## Brief:
Output the data once more, exactly as given.

## Available data:
============
Issue #4075, opened 2024-04-04
Add support for singleton Dictionary execution for on demand feature views


franciscojavierarceo:
**Is your feature request related to a problem? Please describe.**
============
## Output below:
Issue #4075, opened 2024-04-04
Add support for singleton Dictionary execution for on demand feature views


franciscojavierarceo:
**Is your feature request related to a problem? Please describe.**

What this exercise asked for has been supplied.